### Description of the task
Each line from the first down to the one containing "2. **Pin** — reuse" should be returned exactly as it appears below.
── Data provided
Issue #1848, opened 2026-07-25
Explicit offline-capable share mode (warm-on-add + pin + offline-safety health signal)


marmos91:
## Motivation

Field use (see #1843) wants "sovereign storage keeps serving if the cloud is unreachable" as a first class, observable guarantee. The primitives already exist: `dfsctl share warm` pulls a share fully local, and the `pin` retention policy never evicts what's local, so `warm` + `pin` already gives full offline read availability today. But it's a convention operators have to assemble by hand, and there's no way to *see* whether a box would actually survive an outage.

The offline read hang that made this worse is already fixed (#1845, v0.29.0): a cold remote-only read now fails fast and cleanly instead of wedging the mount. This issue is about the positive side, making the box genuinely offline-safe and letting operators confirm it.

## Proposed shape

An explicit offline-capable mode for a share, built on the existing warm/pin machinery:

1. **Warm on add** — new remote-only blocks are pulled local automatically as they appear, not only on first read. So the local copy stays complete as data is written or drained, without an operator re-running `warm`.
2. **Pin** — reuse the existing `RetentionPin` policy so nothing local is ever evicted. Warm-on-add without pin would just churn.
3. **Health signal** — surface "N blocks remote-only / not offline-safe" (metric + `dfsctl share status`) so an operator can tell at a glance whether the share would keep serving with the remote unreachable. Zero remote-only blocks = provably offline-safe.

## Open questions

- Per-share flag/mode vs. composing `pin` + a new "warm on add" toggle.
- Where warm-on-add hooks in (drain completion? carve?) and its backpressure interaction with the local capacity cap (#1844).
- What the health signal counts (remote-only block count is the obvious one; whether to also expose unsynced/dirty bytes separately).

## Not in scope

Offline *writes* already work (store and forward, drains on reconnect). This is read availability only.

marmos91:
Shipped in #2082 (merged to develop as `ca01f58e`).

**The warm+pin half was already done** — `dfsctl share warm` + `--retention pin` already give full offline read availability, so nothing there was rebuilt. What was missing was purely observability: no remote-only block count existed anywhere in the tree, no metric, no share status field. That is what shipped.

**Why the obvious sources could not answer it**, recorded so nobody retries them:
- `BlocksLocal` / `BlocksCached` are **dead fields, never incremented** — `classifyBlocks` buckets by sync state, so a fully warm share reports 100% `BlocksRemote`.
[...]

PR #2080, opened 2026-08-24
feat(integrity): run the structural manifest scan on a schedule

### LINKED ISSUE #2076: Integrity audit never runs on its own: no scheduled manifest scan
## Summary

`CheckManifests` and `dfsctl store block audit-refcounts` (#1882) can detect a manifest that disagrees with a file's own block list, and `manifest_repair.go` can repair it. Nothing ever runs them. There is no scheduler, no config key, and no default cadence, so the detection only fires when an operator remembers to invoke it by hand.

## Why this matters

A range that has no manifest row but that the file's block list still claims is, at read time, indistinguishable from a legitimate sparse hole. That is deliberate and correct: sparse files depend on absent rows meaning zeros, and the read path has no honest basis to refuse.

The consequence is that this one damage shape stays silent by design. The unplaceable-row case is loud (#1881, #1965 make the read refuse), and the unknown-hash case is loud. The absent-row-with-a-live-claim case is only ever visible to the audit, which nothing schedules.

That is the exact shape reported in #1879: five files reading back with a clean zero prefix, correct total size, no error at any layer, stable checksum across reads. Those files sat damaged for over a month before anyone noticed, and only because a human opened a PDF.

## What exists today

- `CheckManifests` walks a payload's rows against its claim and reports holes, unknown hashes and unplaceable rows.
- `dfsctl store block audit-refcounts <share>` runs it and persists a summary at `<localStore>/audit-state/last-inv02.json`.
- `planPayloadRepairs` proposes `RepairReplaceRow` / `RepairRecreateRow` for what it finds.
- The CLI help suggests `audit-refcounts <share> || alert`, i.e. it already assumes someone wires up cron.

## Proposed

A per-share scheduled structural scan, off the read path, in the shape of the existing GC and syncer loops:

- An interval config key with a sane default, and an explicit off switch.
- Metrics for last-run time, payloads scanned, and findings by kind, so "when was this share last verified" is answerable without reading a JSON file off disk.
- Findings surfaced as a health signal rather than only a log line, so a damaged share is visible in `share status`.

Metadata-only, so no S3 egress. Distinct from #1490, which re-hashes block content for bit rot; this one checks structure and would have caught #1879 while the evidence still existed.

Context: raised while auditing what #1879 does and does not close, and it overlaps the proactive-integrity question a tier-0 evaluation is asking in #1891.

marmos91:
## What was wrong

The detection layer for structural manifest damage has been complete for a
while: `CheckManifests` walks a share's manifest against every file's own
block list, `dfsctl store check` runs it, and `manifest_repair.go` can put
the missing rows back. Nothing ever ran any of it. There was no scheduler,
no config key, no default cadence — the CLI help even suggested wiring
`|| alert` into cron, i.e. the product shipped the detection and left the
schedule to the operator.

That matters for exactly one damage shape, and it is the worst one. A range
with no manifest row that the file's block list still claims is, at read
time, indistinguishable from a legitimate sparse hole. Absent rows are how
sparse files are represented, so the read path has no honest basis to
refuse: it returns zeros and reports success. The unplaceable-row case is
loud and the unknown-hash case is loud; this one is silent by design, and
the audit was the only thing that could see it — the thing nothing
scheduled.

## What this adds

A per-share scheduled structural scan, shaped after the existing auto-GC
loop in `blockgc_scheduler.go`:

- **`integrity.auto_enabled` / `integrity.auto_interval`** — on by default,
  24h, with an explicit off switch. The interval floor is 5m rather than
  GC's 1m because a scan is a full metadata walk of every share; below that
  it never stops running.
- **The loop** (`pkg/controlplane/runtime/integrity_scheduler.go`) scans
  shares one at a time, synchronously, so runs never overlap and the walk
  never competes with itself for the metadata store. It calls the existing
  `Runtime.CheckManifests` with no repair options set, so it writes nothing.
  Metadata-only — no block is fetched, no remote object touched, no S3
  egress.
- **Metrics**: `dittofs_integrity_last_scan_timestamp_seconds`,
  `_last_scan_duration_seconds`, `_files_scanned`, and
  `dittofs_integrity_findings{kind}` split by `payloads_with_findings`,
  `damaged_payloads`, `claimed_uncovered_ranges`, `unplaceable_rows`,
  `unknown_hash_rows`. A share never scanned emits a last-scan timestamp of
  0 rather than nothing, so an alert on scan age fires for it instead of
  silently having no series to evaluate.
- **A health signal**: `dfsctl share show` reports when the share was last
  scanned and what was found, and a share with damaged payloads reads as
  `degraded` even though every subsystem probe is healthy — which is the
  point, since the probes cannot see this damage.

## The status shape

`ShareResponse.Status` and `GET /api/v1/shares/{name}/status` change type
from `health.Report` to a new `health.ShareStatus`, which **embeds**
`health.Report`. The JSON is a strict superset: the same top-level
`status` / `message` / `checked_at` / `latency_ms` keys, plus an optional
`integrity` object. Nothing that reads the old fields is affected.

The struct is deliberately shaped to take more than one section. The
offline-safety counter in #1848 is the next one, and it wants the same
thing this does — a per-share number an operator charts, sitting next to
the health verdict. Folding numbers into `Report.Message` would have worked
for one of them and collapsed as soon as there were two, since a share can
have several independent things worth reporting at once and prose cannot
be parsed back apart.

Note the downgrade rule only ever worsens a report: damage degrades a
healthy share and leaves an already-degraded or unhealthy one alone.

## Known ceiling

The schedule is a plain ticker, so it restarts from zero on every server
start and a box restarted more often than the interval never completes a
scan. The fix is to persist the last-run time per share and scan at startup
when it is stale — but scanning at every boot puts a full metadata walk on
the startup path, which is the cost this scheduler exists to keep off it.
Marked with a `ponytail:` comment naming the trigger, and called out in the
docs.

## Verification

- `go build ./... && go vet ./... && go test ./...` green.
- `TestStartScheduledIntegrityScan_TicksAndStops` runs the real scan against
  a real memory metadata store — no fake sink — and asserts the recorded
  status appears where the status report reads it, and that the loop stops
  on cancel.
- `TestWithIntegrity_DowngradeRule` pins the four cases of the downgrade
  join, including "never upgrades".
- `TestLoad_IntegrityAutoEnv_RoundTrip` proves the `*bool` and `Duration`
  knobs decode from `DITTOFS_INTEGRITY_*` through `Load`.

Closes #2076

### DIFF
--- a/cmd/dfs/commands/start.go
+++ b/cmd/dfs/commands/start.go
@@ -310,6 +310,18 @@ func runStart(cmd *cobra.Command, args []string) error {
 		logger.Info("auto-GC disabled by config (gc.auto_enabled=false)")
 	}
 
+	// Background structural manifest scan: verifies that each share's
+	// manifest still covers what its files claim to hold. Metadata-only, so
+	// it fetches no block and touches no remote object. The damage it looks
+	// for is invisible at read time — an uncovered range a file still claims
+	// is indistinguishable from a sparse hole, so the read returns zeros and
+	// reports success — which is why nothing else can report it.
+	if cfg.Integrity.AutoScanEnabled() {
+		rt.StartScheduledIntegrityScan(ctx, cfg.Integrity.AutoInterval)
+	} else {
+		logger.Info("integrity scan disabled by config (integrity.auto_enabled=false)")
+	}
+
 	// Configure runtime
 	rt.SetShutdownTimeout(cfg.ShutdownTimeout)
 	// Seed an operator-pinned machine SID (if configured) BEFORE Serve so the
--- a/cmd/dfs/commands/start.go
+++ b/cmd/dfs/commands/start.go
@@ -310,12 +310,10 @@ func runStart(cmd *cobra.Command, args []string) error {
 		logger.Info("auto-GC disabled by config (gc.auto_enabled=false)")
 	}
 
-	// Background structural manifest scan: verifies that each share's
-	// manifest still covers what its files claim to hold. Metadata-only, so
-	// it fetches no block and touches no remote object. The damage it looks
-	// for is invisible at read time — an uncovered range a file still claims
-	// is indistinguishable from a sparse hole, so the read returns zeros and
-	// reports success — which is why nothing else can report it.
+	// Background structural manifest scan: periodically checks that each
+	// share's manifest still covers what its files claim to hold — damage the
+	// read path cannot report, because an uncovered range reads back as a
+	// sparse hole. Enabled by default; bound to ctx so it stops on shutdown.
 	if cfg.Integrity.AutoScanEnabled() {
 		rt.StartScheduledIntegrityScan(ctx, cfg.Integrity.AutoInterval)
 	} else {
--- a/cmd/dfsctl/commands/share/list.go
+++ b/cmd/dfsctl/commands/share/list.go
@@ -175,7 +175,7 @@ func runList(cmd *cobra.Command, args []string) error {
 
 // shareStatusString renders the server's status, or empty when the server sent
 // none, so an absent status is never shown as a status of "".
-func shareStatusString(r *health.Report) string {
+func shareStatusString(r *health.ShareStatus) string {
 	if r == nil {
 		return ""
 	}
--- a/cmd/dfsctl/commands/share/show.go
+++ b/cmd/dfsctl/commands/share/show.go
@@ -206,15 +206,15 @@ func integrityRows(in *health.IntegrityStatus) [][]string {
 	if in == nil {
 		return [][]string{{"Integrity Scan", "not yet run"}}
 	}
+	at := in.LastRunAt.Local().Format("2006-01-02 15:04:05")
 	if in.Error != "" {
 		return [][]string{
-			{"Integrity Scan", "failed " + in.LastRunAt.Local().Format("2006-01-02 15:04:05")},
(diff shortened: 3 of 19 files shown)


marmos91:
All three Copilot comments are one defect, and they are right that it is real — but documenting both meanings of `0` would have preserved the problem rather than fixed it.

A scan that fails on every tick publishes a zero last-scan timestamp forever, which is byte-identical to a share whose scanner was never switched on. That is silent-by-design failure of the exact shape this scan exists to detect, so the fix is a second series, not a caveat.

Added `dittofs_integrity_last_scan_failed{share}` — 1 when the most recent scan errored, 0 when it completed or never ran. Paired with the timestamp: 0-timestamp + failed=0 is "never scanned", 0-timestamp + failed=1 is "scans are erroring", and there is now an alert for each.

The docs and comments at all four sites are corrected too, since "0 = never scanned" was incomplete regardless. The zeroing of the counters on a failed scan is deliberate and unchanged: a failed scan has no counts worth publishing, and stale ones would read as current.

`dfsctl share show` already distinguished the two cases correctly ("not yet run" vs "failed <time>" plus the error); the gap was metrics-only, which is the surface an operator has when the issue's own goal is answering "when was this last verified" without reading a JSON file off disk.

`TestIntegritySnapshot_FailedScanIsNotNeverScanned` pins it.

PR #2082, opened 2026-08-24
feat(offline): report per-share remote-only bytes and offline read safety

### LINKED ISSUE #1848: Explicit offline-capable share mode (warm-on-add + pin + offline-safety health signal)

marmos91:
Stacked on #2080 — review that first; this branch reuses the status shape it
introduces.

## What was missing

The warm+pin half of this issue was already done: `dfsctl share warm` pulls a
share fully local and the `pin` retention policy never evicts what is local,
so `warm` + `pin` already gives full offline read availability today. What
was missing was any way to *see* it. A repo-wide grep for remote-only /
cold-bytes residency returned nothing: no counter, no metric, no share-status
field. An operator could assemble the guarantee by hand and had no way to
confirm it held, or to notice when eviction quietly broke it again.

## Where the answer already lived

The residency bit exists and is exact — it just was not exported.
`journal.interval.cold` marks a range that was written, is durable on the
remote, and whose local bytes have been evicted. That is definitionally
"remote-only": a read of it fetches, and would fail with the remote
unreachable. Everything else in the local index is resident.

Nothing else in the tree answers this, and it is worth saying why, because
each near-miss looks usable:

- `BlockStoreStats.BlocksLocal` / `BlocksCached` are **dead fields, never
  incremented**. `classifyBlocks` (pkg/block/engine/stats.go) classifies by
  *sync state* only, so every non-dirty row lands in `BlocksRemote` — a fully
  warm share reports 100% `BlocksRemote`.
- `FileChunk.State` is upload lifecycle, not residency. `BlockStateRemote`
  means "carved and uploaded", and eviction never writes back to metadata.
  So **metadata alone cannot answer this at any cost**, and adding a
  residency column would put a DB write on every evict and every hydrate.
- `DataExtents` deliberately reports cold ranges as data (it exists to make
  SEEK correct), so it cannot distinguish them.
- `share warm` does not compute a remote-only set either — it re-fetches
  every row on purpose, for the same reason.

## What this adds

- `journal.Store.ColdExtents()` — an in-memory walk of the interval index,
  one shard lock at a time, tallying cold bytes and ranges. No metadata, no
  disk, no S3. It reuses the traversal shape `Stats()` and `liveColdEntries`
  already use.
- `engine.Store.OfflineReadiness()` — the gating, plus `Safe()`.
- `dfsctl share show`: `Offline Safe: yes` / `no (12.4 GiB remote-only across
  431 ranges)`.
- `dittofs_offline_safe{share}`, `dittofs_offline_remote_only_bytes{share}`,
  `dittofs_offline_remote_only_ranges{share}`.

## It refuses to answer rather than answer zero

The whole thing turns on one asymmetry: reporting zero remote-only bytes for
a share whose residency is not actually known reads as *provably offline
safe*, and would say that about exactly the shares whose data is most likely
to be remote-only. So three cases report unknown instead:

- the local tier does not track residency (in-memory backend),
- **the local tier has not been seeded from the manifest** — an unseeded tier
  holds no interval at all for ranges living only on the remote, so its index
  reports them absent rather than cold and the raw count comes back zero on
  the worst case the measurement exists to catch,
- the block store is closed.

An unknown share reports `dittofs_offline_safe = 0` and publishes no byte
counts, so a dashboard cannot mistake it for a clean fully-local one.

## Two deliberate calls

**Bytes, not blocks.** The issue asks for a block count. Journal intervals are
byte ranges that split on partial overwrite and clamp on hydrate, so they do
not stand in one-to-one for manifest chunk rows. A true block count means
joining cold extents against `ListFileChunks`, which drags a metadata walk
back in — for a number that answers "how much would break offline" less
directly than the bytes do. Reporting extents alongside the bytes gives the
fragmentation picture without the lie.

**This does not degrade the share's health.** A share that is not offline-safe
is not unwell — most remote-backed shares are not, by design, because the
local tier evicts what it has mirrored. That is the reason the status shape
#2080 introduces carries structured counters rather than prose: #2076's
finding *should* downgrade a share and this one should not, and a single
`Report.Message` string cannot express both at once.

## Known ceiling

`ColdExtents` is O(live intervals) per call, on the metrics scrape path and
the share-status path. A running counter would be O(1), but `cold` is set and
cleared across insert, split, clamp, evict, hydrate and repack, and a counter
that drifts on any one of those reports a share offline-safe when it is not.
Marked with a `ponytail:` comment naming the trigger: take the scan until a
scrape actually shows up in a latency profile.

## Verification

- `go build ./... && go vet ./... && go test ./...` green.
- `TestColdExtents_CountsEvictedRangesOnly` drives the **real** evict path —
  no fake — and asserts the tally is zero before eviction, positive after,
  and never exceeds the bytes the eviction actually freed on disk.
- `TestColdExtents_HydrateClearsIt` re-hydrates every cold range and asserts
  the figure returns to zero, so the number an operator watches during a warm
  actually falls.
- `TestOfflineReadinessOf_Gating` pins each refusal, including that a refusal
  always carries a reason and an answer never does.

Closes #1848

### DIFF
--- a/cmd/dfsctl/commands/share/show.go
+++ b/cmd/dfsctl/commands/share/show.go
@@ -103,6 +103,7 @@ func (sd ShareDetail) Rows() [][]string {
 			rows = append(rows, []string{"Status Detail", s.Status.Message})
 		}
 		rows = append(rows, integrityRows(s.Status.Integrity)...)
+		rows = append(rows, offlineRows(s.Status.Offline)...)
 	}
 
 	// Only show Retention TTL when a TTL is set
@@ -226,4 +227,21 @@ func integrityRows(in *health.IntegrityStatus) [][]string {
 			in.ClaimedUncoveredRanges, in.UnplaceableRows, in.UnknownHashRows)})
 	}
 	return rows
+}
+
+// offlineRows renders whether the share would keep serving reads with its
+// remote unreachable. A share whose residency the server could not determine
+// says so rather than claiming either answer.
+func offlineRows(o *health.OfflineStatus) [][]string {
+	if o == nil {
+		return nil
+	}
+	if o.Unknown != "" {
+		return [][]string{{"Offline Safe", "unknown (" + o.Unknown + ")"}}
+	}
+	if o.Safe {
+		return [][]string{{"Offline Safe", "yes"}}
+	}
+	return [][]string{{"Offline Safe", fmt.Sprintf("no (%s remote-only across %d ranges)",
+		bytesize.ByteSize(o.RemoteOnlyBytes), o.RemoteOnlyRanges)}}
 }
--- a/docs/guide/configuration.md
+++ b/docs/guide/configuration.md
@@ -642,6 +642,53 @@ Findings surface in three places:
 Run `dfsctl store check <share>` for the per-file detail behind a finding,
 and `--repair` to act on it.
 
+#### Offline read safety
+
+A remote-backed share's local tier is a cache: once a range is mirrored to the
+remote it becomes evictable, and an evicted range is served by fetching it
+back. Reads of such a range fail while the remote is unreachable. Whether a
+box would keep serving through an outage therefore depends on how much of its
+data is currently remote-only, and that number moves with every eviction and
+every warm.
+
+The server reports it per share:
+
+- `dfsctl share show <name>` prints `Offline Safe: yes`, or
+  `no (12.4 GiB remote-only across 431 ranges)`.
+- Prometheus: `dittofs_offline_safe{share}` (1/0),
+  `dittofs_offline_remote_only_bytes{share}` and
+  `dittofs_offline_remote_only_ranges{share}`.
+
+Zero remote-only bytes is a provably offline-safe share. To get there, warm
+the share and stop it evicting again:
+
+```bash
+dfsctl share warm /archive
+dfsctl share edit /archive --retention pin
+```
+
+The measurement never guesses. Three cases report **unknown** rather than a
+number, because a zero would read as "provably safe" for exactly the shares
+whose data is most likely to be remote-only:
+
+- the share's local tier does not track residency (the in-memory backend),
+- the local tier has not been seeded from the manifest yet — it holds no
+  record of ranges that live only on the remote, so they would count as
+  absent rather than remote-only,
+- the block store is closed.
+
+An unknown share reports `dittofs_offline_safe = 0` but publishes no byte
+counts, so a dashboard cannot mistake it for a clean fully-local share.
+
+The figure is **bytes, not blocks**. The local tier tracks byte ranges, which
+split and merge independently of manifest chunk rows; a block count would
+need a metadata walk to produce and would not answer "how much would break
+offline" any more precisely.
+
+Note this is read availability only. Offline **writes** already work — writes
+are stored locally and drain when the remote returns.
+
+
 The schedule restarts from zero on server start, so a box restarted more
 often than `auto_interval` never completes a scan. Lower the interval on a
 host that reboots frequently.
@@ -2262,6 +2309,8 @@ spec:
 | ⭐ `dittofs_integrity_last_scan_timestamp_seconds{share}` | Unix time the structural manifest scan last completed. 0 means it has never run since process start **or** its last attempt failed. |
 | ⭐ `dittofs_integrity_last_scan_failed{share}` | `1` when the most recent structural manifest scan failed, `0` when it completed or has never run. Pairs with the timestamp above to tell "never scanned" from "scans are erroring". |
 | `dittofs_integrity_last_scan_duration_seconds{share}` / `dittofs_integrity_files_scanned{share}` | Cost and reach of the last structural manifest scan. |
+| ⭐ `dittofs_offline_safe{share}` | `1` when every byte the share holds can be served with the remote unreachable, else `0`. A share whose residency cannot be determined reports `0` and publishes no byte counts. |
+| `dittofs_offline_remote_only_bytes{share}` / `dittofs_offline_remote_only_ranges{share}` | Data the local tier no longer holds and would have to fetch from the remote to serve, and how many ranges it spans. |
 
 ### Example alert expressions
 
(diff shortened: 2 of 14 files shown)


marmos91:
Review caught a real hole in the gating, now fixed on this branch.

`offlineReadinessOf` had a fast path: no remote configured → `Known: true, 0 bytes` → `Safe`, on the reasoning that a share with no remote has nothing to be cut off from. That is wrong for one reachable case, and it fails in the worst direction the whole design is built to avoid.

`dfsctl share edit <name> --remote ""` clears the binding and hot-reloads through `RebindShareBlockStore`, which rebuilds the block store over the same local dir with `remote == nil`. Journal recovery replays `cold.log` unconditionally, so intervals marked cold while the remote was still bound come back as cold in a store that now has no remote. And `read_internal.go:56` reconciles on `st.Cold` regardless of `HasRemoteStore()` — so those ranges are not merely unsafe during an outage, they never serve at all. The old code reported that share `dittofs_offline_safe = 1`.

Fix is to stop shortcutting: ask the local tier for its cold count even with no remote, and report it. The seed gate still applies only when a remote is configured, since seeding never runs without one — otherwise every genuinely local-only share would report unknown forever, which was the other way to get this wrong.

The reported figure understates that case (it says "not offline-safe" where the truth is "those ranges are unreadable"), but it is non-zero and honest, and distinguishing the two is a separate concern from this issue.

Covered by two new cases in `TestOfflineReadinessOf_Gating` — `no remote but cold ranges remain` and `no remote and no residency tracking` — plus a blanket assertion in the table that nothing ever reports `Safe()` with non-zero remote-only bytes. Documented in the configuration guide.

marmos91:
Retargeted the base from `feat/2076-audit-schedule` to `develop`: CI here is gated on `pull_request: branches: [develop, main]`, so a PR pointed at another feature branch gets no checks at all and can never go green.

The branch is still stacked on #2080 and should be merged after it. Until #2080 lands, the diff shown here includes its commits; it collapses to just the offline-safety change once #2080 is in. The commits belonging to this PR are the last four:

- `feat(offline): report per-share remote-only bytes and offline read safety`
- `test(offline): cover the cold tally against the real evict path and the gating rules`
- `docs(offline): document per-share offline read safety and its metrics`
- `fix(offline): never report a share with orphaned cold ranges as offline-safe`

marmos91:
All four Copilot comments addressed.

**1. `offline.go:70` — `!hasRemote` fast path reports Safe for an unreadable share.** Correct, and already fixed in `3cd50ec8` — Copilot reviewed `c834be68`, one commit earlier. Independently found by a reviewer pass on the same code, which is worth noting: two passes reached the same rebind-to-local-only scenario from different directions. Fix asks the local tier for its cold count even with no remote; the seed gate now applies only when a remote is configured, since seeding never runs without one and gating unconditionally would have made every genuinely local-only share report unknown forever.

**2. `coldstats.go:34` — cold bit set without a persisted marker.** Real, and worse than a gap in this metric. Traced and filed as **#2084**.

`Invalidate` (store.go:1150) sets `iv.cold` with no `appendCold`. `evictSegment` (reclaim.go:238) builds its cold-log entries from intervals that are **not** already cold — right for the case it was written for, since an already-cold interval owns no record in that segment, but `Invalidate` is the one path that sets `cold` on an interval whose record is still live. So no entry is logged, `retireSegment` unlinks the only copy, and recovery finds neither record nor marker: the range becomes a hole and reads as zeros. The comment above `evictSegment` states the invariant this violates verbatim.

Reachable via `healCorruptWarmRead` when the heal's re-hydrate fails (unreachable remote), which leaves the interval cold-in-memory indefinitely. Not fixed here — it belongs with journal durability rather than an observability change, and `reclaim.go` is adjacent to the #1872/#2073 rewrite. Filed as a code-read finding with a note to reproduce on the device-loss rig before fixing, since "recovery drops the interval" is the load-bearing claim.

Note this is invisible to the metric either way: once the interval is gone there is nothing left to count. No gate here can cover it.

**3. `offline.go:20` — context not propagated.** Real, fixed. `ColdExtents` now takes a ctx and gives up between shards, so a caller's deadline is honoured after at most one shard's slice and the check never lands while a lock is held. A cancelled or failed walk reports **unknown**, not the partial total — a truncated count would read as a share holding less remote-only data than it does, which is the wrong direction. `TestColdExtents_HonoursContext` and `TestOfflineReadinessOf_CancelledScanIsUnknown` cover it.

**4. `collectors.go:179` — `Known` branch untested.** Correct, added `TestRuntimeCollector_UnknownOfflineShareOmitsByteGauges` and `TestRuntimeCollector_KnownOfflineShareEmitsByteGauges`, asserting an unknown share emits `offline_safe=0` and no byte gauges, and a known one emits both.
────
### Response to the task
Issue #1848, opened 2026-07-25
Explicit offline-capable share mode (warm-on-add + pin + offline-safety health signal)


marmos91:
## Motivation

Field use (see #1843) wants "sovereign storage keeps serving if the cloud is unreachable" as a first class, observable guarantee. The primitives already exist: `dfsctl share warm` pulls a share fully local, and the `pin` retention policy never evicts what's local, so `warm` + `pin` already gives full offline read availability today. But it's a convention operators have to assemble by hand, and there's no way to *see* whether a box would actually survive an outage.

The offline read hang that made this worse is already fixed (#1845, v0.29.0): a cold remote-only read now fails fast and cleanly instead of wedging the mount. This issue is about the positive side, making the box genuinely offline-safe and letting operators confirm it.

## Proposed shape

An explicit offline-capable mode for a share, built on the existing warm/pin machinery:

1. **Warm on add** — new remote-only blocks are pulled local automatically as they appear, not only on first read. So the local copy stays complete as data is written or drained, without an operator re-running `warm`.
2. **Pin** — reuse the existing `RetentionPin` policy so nothing local is ever evicted. Warm-on-add without pin would just churn.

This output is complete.